# ASSIGNMENT:
Copy each line below containing "effect".

# RECORDS PROVIDED:
PR #1210, opened 2021-03-18
Option unified-rw-reporting=2, Mixed and Split Statistics Output

bjpaupor:
Add functionality to the unified_rw_reporting parameter to output separate and mixed stats when set to 2.

To achieve this, the stats are gathered on a per/data direction (read/write/etc) basis and then summed into the mixed stats when generating output.


stat.c
```diff
@@ -1080,9 +1285,12 @@ static void show_thread_status_normal(struct thread_stat *ts,
 
 	for_each_rw_ddir(ddir) {
 		if (ts->io_bytes[ddir])
-			show_ddir_status(rs, ts, ddir, out);
+		show_ddir_status(rs, ts, ddir, out);
```
axboe, line 1288: indentation?

stat.c
```diff
@@ -1205,7 +1413,7 @@ static void show_ddir_status_terse(struct thread_stat *ts,
 					&minv);
 	else
 		len = 0;
-
+
```
axboe, line 1416: Whitespace

stat.c
```diff
@@ -282,6 +282,45 @@ bool calc_lat(struct io_stat *is, unsigned long long *min,
 	return true;
 }
 
+void show_mixed_group_stats(struct group_run_stats *rs, struct buf_output *out) {
```
axboe, line 285: Brace placement

stat.c
```diff
@@ -306,7 +345,7 @@ void show_group_stats(struct group_run_stats *rs, struct buf_output *out)
 		max = num2str(rs->max_bw[i], rs->sig_figs, 1, i2p, rs->unit_base);
 		maxalt = num2str(rs->max_bw[i], rs->sig_figs, 1, !i2p, rs->unit_base);
 		log_buf(out, "%s: bw=%s (%s), %s-%s (%s-%s), io=%s (%s), run=%llu-%llumsec\n",
-				rs->unified_rw_rep ? "  MIXED" : str[i],
+				(rs->unified_rw_rep == 1) ? "  MIXED" : str[i],
```
axboe, line 348: Not specific to this location, but in general - do we want to make these (now) three states specific by using some kind of enum/deifne for them? == 1 or == 2 means nothing when you are reading the code, but symbolics would help with that.

Might even then make sense to turn the option into a posval instead, and use the same values there.

bjpaupor:
Howdy @axboe, I've squashed those commits per your request if you'd like to review this.

bjpaupor:
@axboe I agreed with and made the changes you suggested, going with creating the defines for each option here.

axboe:
Looks better. The commit message needs a rewrite though, it's a bit of a mess right now.

And it's not using posval yet, seems like it should. See eg the fallocate option. It's quite a common way to do it, if an option goes from 0/1 to all of a sudden having more than 2 options. It retains compatibility and has a nicer interface for the user. For this one, the options would be 0 (and none), 1, and then 'both' for the new mode.

bjpaupor:
Ah, the man page is a bit messed up after that last push. I'll fix that shortly.

bjpaupor:
@axboe Changes should be fixed now, it seems like the posval option is working as intended.

axboe:
Thanks!

PR #1219, opened 2021-04-20
Fix `filesize` description

Nikratio:
Setting `size` does not actually limit the total size of files created.

Fixes: axboe#1218

### DIFF
--- a/HOWTO
+++ b/HOWTO
@@ -1836,11 +1836,12 @@ I/O size
 
 .. option:: filesize=irange(int)
 
-	Individual file sizes. May be a range, in which case fio will select sizes
-	for files at random within the given range and limited to :option:`size` in
-	total (if that is given). If not given, each created file is the same size.
-	This option overrides :option:`size` in terms of file size, which means
-	this value is used as a fixed size or possible range of each file.
+	Individual file sizes. May be a range, in which case fio will select sizes for
+	files at random within the given range. If not given, each created file is the
+	same size. This option overrides :option:`size` in terms of file size, i.e. if
+	:option:`filesize` is specified then :option:`size` becomes merely the default
+	for :option:`io_size` and has no effect at all if :option:`io_size` is set
+	explicitly.
 
 .. option:: file_append=bool
 
--- a/fio.1
+++ b/fio.1
@@ -1625,10 +1625,10 @@ In this case \fBio_size\fR multiplies \fBsize\fR= value.
 .TP
 .BI filesize \fR=\fPirange(int)
 Individual file sizes. May be a range, in which case fio will select sizes
-for files at random within the given range and limited to \fBsize\fR in
-total (if that is given). If not given, each created file is the same size.
-This option overrides \fBsize\fR in terms of file size, which means
-this value is used as a fixed size or possible range of each file.
+for files at random within the given range. If not given, each created file
+is the same size. This option overrides \fBsize\fR in terms of file size, 
+i.e. \fBsize\fR becomes merely the default for \fBio_size\fR (and
+has no effect it all if \fBio_size\fR is set explicitly).
 .TP
 .BI file_append \fR=\fPbool
 Perform I/O after the end of the file. Normally fio will operate within the


sitsofe (changes requested):
So I think this behaviour stems from https://github.com/axboe/fio/blob/6202c70d8d5cbdd3fb4bc23b96f691cbd25a327e/filesetup.c#L1216-L1229 . We would have to confirm `f->real_file_size` doesn't shrink but if it doesn't then I think your change is correct. You would also have to update the HOWTO (which has the text duplicated in a different format).

sitsofe:
@Nikratio overall looks it's the right direction. In addition to comments elsewhere:

- Can you check the code is doing what we now suspect?
- I would argue these commits could be squashed into one and some general header given
- Can you add a prefix to the commit titles (see https://github.com/axboe/fio/commits/e7e536b665bd6a9d3e936e0847dbbb6957101da4/fio.1 for ideas)?
- Can you add your Signed-off-by ?

Nikratio:
Thanks for the review! I can't justify spending time on understanding the implementation. I just noticed that the command was not behaving as documented and wanted to report this.

I have made the same change to `HOWTO` and added a Signed-Off-By header, prefix, and general description in the top commit. This should indeed be squashed into one - if you like the patch, please merge with "Squash & Rebase" and drop all commit descriptions other than the last one. Feel free to adjust the description as well if I didn't get it quite right.

sitsofe:
I did a search and it looks like the "filesize limited to size" behaviour was introduced in https://github.com/axboe/fio/commit/9c60ce649d3f976d196709d4399bb7c540ce97b5 but was later removed as part of https://github.com/axboe/fio/commit/7bb48f84ac78cac1f90e3e04d0220d90d6a64a6b#diff-c7128ba06f81c567584dfc2b3d851d0b7124c8c73f52d70be6bc3bce4723b43eL133 (but you'll have to click "Load diff" to see line 133).

@axboe do you know if this was intentional?

HOWTO
```diff
@@ -1837,11 +1837,11 @@ I/O size
...
 	Individual file sizes. May be a range, in which case fio will select sizes
-	for files at random within the given range and limited to :option:`size` in
-	total (if that is given). If not given, each created file is the same size.
-	This option overrides :option:`size` in terms of file size, which means
-	this value is used as a fixed size or possible range of each file.
-
+        for files at random within the given range. If not given, each created file
+        is the same size. This option overrides :option:`size` in terms of file size, 
+        i.e. :option:`size` becomes merely the default for :option:`io_size` (and
+        has no effect it all if :option:`io_size` is set explicitly).
```
bardavid, line 1843: Typo: has no effect if :option..

Nikratio: Fixed, thanks.

sitsofe (approved):
LGTM - @axboe can you pull this one?

vincentkfu:
This looks good to me. I ran some simple tests and the outcomes were consistent with the relationship among `size`, `filesize`, and `io_size` described here.

`size` by itself sets `io_size` as well as `filesize`:

```
root@ubuntu:~/fio-dev/fio-canonical# ./fio --name=test --size=512K
...
test: Laying out IO file (1 file / 0MiB)
...
  read: IOPS=25.6k, BW=100MiB/s (105MB/s)(512KiB/5msec)
...
   READ: bw=100MiB/s (105MB/s), 100MiB/s-100MiB/s (105MB/s-105MB/s), io=512KiB (524kB), run=5-5msec
...
root@ubuntu:~/fio-dev/fio-canonical# ls -l test.0.0
-rw-r--r-- 1 root root 524288 Jan 28 20:39 test.0.0
```


`size` only determines `io_size` when `filesize` is also specified:
```
root@ubuntu:~/fio-dev/fio-canonical# ./fio --name=test --filesize=1M --size=512K
...
test: Laying out IO file (1 file / 1MiB)
...
  read: IOPS=21.3k, BW=83.3MiB/s (87.4MB/s)(512KiB/6msec)

...
   READ: bw=83.3MiB/s (87.4MB/s), 83.3MiB/s-83.3MiB/s (87.4MB/s-87.4MB/s), io=512KiB (524kB), run=6-6msec
root@ubuntu:~/fio-dev/fio-canonical# ls -l test.0.0
-rw-r--r-- 1 root root 1048576 Jan 28 20:39 test.0.0
```


`size` is ignored when both `filesize` and `io_size` are specified:
```
root@ubuntu:~/fio-dev/fio-canonical# ./fio --name=test --filesize=1M --size=512K --io_size=1M
...
  read: IOPS=32.0k, BW=125MiB/s (131MB/s)(1024KiB/8msec)
...
   READ: bw=125MiB/s (131MB/s), 125MiB/s-125MiB/s (131MB/s-131MB/s), io=1024KiB (1049kB), run=8-8msec
root@ubuntu:~/fio-dev/fio-canonical# ls -l test.0.0
-rw-r--r-- 1 root root 1048576 Jan 28 20:39 test.0.0
```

# RESULT FOR THIS EXERCISE:
+	for :option:`io_size` and has no effect at all if :option:`io_size` is set
+has no effect it all if \fBio_size\fR is set explicitly).
+        has no effect it all if :option:`io_size` is set explicitly).
bardavid, line 1843: Typo: has no effect if :option..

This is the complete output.